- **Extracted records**
---*---
PR #56, opened 2026-05-17
fix(build): decouple slim build from full build (DT-159)

stwilt:
## Summary
- Slim Docker push was blocked whenever the index/full pipeline failed because Cloud Build halts on the first non-zero step, even though the slim step shares no runtime artifact with the full pipeline.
---*---
- **Problem**
Looking through the data above, copy out each line in which the string "slim" occurs.

- **Task response**
fix(build): decouple slim build from full build (DT-159)
- Slim Docker push was blocked whenever the index/full pipeline failed because Cloud Build halts on the first non-zero step, even though the slim step shares no runtime artifact with the full pipeline.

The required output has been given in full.